La storia del quinto quarto
Ci sono pietanze la cui preparazione avviene con alimenti che a molti fanno storcere il naso.
La cucina non è fatta solo di Chateaubriand o di crostacei alla newburg. Anche perché, nutrirsi è un bisogno primario. Per nutrirsi ci vogliono i mezzi. Il popolo spesso ha pochi mezzi e quindi nel corso dei secoli ha dovuto spesso fare i conti con la fame.
I motivi sono molteplici e le cause pure. Questo continuo bisogno ha fatto sì che si aguzzasse l’ingegno ed a volte si è, anche, riusciti a far di necessità virtù.
Al punto che quello che ne è nato ha assunto un posto di eccellenza. Ad esempio;
Nella cucina popolare romana, esiste la cucina detta del quinto quarto.

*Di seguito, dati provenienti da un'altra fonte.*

PR #3030, opened 2024-08-22
animal classes solution

MaksymMohyla:


src/herbivoresAndCarnivores.js
```diff
@@ -1,15 +1,45 @@
...
+  hide() {
+    this.hidden = true;
+  }
 }
 
 class Carnivore extends Animal {
-  // write your code here
+  constructor(name, health = 100) {
+    super(name, health);
+  }
```
etojeDenys, line 30: it's redundant to add constructor only with super, you can delete it
```suggestion

```

etojeDenys (approved):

Espressione curiosa che serve a definire un sur plus di ricavo dell’animale macellato.
Di solito, nei mattatoi si divideva l’animale in quarti. Due anteriori e due posteriori.
All’epoca non esistevano sistemi di conservazione come i frigoriferi e la carne veniva trattata per la conservazione tramite salatura. Il sale aveva un valore enorme all’epoca e si usava con parsimonia.
Il valore del sale era talmente alto che chi lavorava nelle saline veniva pagato con lo stesso sale, da cui la parola Salario.
Si conservavano solo i tagli di carne più pregiati. Non ha senso spendere più per il conservante che per l’alimento da conservare, quindi le parti meno nobili dovevano essere consumate in fretta.
Fra queste c’erano soprattutto le interiora, le cosiddette frattaglie, cuore, rognoni, fegato, polmoni, trippa, testicoli, ed anche lingua, mammelle coda, zampe.
Fu proprio in virtù di questo che intorno ai mattatoi cittadini nacquero le prime osterie, dove venivano cucinate e consumate queste pietanze e spesso erano stesso i macellai del mattatoio, detti anche vaccinari, ad aprirle e siccome in buona parte arrivavano dalle zone di Amatrice, per indicarli si usava dire “Dar matriciano” Grazie alla loro abilità nel trattare e cuocere queste prelibatezze, oggi possiamo gustare piatti diventati simbolo della cucina romana come:
Coda alla vaccinara Coratella con i carciofi, La pajata d’agnello, La trippa alla romana.
Logicamente,non si usava farlo solo con le mucche o i vitelli,l’arte del recupero e del consumo di tutto ciò che è commestibile,riguardava tutti gli animali macellati,bovini,ovini,suini.
Anche in altri posti,cosi come a Roma,fare di necessità virtù,ha prodotto preparazioni che sono rimaste nella storia e nel consumo comune di varie città,basti ricordare
- la Zuppa Forte napoletana,
- ò Per e o Muss sempre napoletano,
- il Pani ca Meusa Palermitano,
- il Lampredotto fiorentino,
- il Morzeddhu calabrese,
- il Fritto Misto alla piemontese,
- la Coratella alla romana,
- il Fegato alla veneta,
- la Busecca milanese,
- La Cordula sarda,
- gli Gnummarielli pugliesi,
- le Mazzarelle teramane,
il Torcinello lucano di cui esistono anche versioni abruzzesi, molisane e pugliesi.
Questo solo per citare i piatti più famosi.
Oggi grazie alla riscoperta di vecchie ricette ed allo sdoganamento di molti cibi, ritenuti un tempo “da poveri”, molte di queste preparazioni vengono addirittura rivisitate e proposte in locali gourmet.
Se siete tra quelli che storcono il naso, mi sento di darvi un consiglio. Provate ad assaggiare una di queste pietanze e ne rimarrete stupiti.